Als ich diesen Thread gerade zu Ende geschrieben hatte, hatte ich eine Idee. Ich weiß man soll es nicht machen: Ich habe die Verbindung zum PC-Monitor im laufenden betrieb gekappt und so kam das Bild auf den Fernseher, dann habe ich den PC-Monitor wieder rangesteckt und beides ging, dann konnte ich bequem mit den Einstellungen auswählen, wie ich es will. ABER: Das Bild wurde zu groß auf den Fernseher gebracht. Die Taskleiste unten war fast nicht mehr zu erkennen und die Icons waren anstatt horizontal am oberen Rand nun links vertikal geordnet und diese waren auch zum Teil schon außerhalb des Bildes.
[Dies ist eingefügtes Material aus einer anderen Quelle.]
PR #1118, opened 2026-07-22
wip: feat(rpm): Implement RPM triggers.

erikgeiser:
This PR adds support for RPM triggers, which is a concept similar to `deb` triggers which I implemented in #178. It should be complete, but I'm not completely sure about `srpm`s yet and I want to test this branch in practice before I remove the WIP.

### DIFF
--- a/rpm/coverage_test.go
+++ b/rpm/coverage_test.go
@@ -92,6 +92,43 @@ func TestApplyRelationsInvalidPostRequire(t *testing.T) {
 	require.Contains(t, err.Error(), "unknown version operator")
 }
 
+func TestReadTriggersErrors(t *testing.T) {
+	for name, trigger := range map[string]struct {
+		trigger  nfpm.RPMTrigger
+		expected string
+	}{
+		"type":    {nfpm.RPMTrigger{Type: "invalid", Script: "script", Conditions: []string{"foo"}}, "unknown trigger type"},
+		"script":  {nfpm.RPMTrigger{Type: "in", Conditions: []string{"foo"}}, "script must be provided"},
+		"missing": {nfpm.RPMTrigger{Type: "in", Script: "../testdata/does-not-exist.sh", Conditions: []string{"foo"}}, "does-not-exist.sh"},
+	} {
+		t.Run(name, func(t *testing.T) {
+			info := &nfpm.Info{Overridables: nfpm.Overridables{RPM: nfpm.RPM{Triggers: []nfpm.RPMTrigger{trigger.trigger}}}}
+
+			_, err := readTriggers(info)
+			require.ErrorContains(t, err, trigger.expected)
+		})
+	}
+
+	t.Run("condition", func(t *testing.T) {
+		info := &nfpm.Info{Overridables: nfpm.Overridables{RPM: nfpm.RPM{Triggers: []nfpm.RPMTrigger{{
+			Type: "in", Script: "../testdata/scripts/postinstall.sh", Conditions: []string{"foo >>> 2"},
+		}}}}}
+
+		_, err := readTriggers(info)
+		require.ErrorContains(t, err, "invalid condition")
+	})
+
+	t.Run("no conditions", func(t *testing.T) {
+		info := &nfpm.Info{Overridables: nfpm.Overridables{RPM: nfpm.RPM{Triggers: []nfpm.RPMTrigger{{
+			Type: "in", Script: "../testdata/scripts/postinstall.sh",
+		}}}}}
+
+		triggers, err := readTriggers(info)
+		require.NoError(t, err)
+		require.Empty(t, triggers[0].conditions)
+	})
+}
+
 func TestRenderSpecChangelog(t *testing.T) {
 	t.Run("renders newest first", func(t *testing.T) {
 		info := exampleInfo()
--- a/rpm/spec.go
+++ b/rpm/spec.go
@@ -98,6 +98,12 @@ func generateSpec(info *nfpm.Info, sourceName string) (string, error) {
 	writeScriptSection(&b, "posttrans", scripts.postTrans)
 	writeScriptSection(&b, "verifyscript", scripts.verify)
 
+	triggers, err := readTriggers(info)
+	if err != nil {
+		return "", err
+	}
+	writeTriggerSections(&b, triggers)
+
 	b.WriteString("\n%files\n")
 	writeFilesSection(&b, info)
 
@@ -118,6 +124,29 @@ func writeScriptSection(b *strings.Builder, section, body string) {
 	fmt.Fprintf(b, "\n%%%s\n%s", section, body)
 	if !strings.HasSuffix(body, "\n") {
 		b.WriteString("\n")
+	}
+}
+
+func writeTriggerSections(b *strings.Builder, triggers []trigger) {
+	for _, trigger := range triggers {
+		if len(trigger.conditions) == 0 {
+			continue
+		}
+
+		conditions := make([]string, 0, len(trigger.conditions))
+		for _, condition := range trigger.conditions {
+			conditions = append(conditions, escapeSpecText(condition.String()))
+		}
+
+		fmt.Fprintf(b, "\n%%trigger%s", trigger.directive)
+		if trigger.interpreter != "/bin/sh" {
+			fmt.Fprintf(b, " -p %s", escapeSpecText(trigger.interpreter))
+		}
+
+		fmt.Fprintf(b, " -- %s\n%s", strings.Join(conditions, ", "), escapeSpecText(trigger.script))
+		if !strings.HasSuffix(trigger.script, "\n") {
+			b.WriteString("\n")
+		}
 	}
 }
 
--- a/rpm/triggers.go
+++ b/rpm/triggers.go
@@ -1,0 +1,96 @@
+package rpm
+
+import (
+	"fmt"
+	"os"
+
+	"github.com/goreleaser/nfpm/v2"
+	"go.digitalxero.dev/rpm"
+)
+
+type trigger struct {
+	triggerType rpm.TriggerKind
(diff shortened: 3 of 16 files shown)


djgilcrease (approved):

rpm/triggers.go
```diff
@@ -0,0 +1,96 @@
...
+
+		conditions := make([]rpm.Relation, 0, len(t.Conditions))
+		for _, condition := range t.Conditions {
+			relation, err := rpm.ParseRelation(condition)
+			if err != nil {
+				return nil, fmt.Errorf("rpm trigger %d: invalid condition %q: %w", i+1, condition, err)
+			}
+
+			conditions = append(conditions, relation)
+		}
```
caarlos0, line 44: An empty `conditions` list is accepted here and is then dropped further down. The library removes every trigger that has no condition or an empty body (`writeTriggers` in `header.go`: `if len(tr.conds) == 0 || tr.script == ""`), and `rpm/spec.go:132` removes the no-condition case again. nfpm shows success and makes a package that has no trigger.

**Trigger:** `rpm.triggers: [{type: in, script: ./x.sh}]` with no `conditions`, or with an `x.sh` that is empty.
**Impact:** the configuration goes away without a message. RPM has no trigger without a condition, thus this is always a user error.
**Smallest fix:** after this loop, return `fmt.Errorf("rpm trigger %d: at least one condition must be provided", i+1)` when `len(conditions) == 0`, and do the same for an empty `body`. This one check corrects the two output paths and lets the `continue` at `rpm/spec.go:132` go away.
**Test:** make the `no conditions` case at `rpm/coverage_test.go:121` an error case, and add an empty-script case that uses `t.TempDir()`.

Also correct `www/content/docs/configuration.md:369`, which makes this silent removal a documented rule.

rpm/spec.go
```diff
@@ -121,6 +127,29 @@ func writeScriptSection(b *strings.Builder, section, body string) {
 	}
 }
 
+func writeTriggerSections(b *strings.Builder, triggers []trigger) {
+	for _, trigger := range triggers {
+		if len(trigger.conditions) == 0 {
+			continue
+		}
```
caarlos0, line 134: This removes a trigger that has no conditions, but not one that has an empty script body. The library removes the two (`writeTriggers` in `header.go`: `len(tr.conds) == 0 || tr.script == ""`).

**Trigger:** a `script:` file that exists and has zero bytes.
**Impact:** the binary RPM has no trigger, but the generated spec writes a `%triggerin -- target` section that has an empty body. One configuration makes two different packages. This is against the rule in `rpm/srpm.go:27` that `rpmbuild --rebuild` gives the binary RPM again.
**Smallest fix:** refuse the two cases in `readTriggers` (see the comment at `rpm/triggers.go:44`) and remove this `continue` completely.
**Test:** a case in `rpm/srpm_test.go` that shows the spec has no `%trigger` section, and a case in `rpm/rpm_test.go` where `pkg.Header.GetStrings(tagTriggerName)` finds no tag.

rpm/spec.go
```diff
@@ -98,6 +98,12 @@ func generateSpec(info *nfpm.Info, sourceName string) (string, error) {
 	writeScriptSection(&b, "posttrans", scripts.postTrans)
 	writeScriptSection(&b, "verifyscript", scripts.verify)
 
+	triggers, err := readTriggers(info)
+	if err != nil {
+		return "", err
+	}
+	writeTriggerSections(&b, triggers)
```
caarlos0, line 105: This is the part of the change that has no true validation, and it agrees with your doubt about SRPMs in the description. All the text that `writeTriggerSections` writes (`%triggerprein`, `-p <interpreter>`, the condition list with commas, the `%%` escape sequences) is only compared as a string by `require.Contains` at `rpm/srpm_test.go:144`. No test gives this text to `rpmbuild`.

**Trigger:** any error in the spec syntax here makes a `.src.rpm` that the user cannot rebuild, and no test fails.
**Impact:** a defective SRPM goes to the user.
**Smallest fix:** the necessary equipment is already available. Add an `rpm.triggers` block to `testdata/acceptance/srpm.rebuild.yaml` that has the four types, one non-default interpreter, one default interpreter and one condition that has a version. The `rpmbuild --rebuild` at `testdata/acceptance/srpm.dockerfile:24` then reads it for real.
**Test:** after the rebuild, add `RUN rpm -qp --triggers /tmp/foo.rpm | grep -F 'triggerin'` and the equivalent for the other three types.

This also gives coverage to the `trigger.interpreter != "/bin/sh"` condition on line 142. Its no-`-p` branch is never used by a test now, because `TestSRPMSpecContents` only uses `/bin/bash`.

rpm/coverage_test.go
```diff
@@ -92,6 +92,43 @@ func TestApplyRelationsInvalidPostRequire(t *testing.T) {
...
+
+	t.Run("no conditions", func(t *testing.T) {
+		info := &nfpm.Info{Overridables: nfpm.Overridables{RPM: nfpm.RPM{Triggers: []nfpm.RPMTrigger{{
+			Type: "in", Script: "../testdata/scripts/postinstall.sh",
+		}}}}}
+
+		triggers, err := readTriggers(info)
+		require.NoError(t, err)
+		require.Empty(t, triggers[0].conditions)
+	})
```
caarlos0, line 129: This case examines an internal field and not the result that the user gets, and it makes the silent removal permanent. A trigger that has no conditions never goes into the package, thus the important assertion is that the package has no trigger, and not that `conditions` is empty.

Make this an error case together with the correction at `rpm/triggers.go:44`. The name of the test, `TestReadTriggersErrors`, then becomes correct again.

testdata/acceptance/rpm.dockerfile
```diff
@@ -234,3 +234,26 @@ FROM min AS postrequires
...
+      'RPM trigger target' \
+      '%files' \
+      > /tmp/rpmbuild/SPECS/trigger-target.spec && \
+    rpmbuild --define '_topdir /tmp/rpmbuild' -bb /tmp/rpmbuild/SPECS/trigger-target.spec
+RUN rpm -ivh /tmp/rpmbuild/RPMS/noarch/trigger-target-1.0-1.noarch.rpm
+RUN grep -qx prein /tmp/rpm-trigger-proof
+RUN grep -qx in /tmp/rpm-trigger-proof
+RUN rpm -e trigger-target
+RUN grep -qx un /tmp/rpm-trigger-proof
+RUN grep -qx postun /tmp/rpm-trigger-proof
```
caarlos0, line 259: The file `/tmp/rpm-trigger-proof` only gets more lines and is never made empty again, and there is no negative control. Thus the last two lines can be successful for the wrong reason: if a defect made the four triggers type `in`, the `rpm -ivh` on line 254 would write the four lines, and lines 258 and 259 would still be successful after the erase.

**Smallest fix:** two more assertions.
- `RUN test ! -e /tmp/rpm-trigger-proof` immediately after line 239. This shows that no trigger operates while the target package is absent.
- `RUN ! grep -qxE 'un|postun' /tmp/rpm-trigger-proof` immediately before line 257. This shows that the removal triggers did not operate too early.

The remainder of this stage is good work. To build a true target package and to drive the four types through a true rpm is correct.

www/content/docs/configuration.md
```diff
@@ -358,6 +358,19 @@ rpm:
...
 
+  # RPM package triggers.
+  triggers:
+    # The supported types are prein, in, un, and postun.
+    - type: in
+      script: ./scripts/trigger-in.sh
+      # Defaults to /bin/sh.
+      interpreter: /bin/bash
+      # Optional. Conditions use RPM dependency syntax and may contain multiple entries.
+      # No trigger is added when this list is empty.
```
caarlos0, line 369: `No trigger is added when this list is empty.` makes the silent removal of user configuration a documented rule. See the comment at `rpm/triggers.go:44`. When `conditions` becomes necessary, remove this line and also remove `omitempty` from the `Conditions` field in `nfpm.go`, so that the JSON schema shows the field as required.

While you are in this file: line 363 gives the four type names but not their function. One clause for each type helps the user: `prein` and `in` operate before and after the installation of a package that agrees with a condition, `un` and `postun` operate before and after its removal.

caarlos0 (approved):
## Review

The design is right and the binary RPM path is solid. `readTriggers` validates and normalizes, `applyTriggers` maps cleanly onto the builder, the config shape (`type`/`script`/`interpreter`/`conditions`) agrees with the existing `rpm.scripts` block, the new field is additive and `omitempty`, and `TestRPMTriggers` locks the tags, the flag bits and the per-condition index fan-out that nfpm actually owns. The `triggers` acceptance stage builds a real target package and drives all four types through a real rpm. That is the correct way to test this.

Three items to close before this leaves WIP. Each one has an inline comment.

1. An empty `conditions` list, and a `script` file that is empty, are accepted and then dropped without a message. Refuse them in `readTriggers`.
2. That same empty-script case makes the binary RPM and the generated spec disagree. This breaks the rule in `rpm/srpm.go:27` that `rpmbuild --rebuild` gives the binary RPM again.
3. The generated `%trigger*` spec text never goes through `rpmbuild`. This is the SRPM doubt from your description, and the correction is small: put triggers into `testdata/acceptance/srpm.rebuild.yaml`.

Out of scope, but recorded: a rich condition such as `(foo if bar)` loses the `RPMSENSE_RICH` bit, because `go.digitalxero.dev/rpm@v0.2.1` has no such constant. `depends:` already uses the same `ParseRelation` at `rpm/relations.go:30`, thus the condition is pre-existing and applies to the full repository. Do not correct it here.

Verification gap: I did not build the code, run the test suite or run the docker acceptance stages. All the findings come from reading the change, the dependency source and the adjacent code.

I approve, because no item stops the approach. Please complete items 1 to 3 before you merge.

Disclosure: an automated reviewer (a bot) made this review.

Ich konnte es beheben, indem ich bei dem Format (im Fernseher) auf "Just Scan" gestellt habe, dann war es perfekt.

Ich weiß nicht, wie ich es machen soll, das mit dem Stecker ziehen ist definitiv keine Lösung.


Jetzt habe ich noch ein 2. Problem! Ich hatte es ja schon geschafft, dass das Bild am Fernseher im richtigen Format ankommt. Ich will BluRays darauf gucken. Ich habe PowerDVD 11 und wenn ich abspielen will, meint er, dass er nicht den geschützten Inhalt auf diesen Grafikkartenausgang projezieren kann. Dabei steht in der Nvidia Systemsteuerung, dass HDCP funktioniert mit dem Fernseher. Wie schaffe ich das nun ?!


----------



## Daniellus (4. Februar 2012)

*AW: 42LV4500 per HDMI an PC (GTX570) anschließen (Problem)*

Den Monitor im laufenden Betrieb an- oder abstecken ist absolut kein Problem! Wird die Eisntellung jetzt gespeichert? Ist sie nach einem Windowsneustart noch da?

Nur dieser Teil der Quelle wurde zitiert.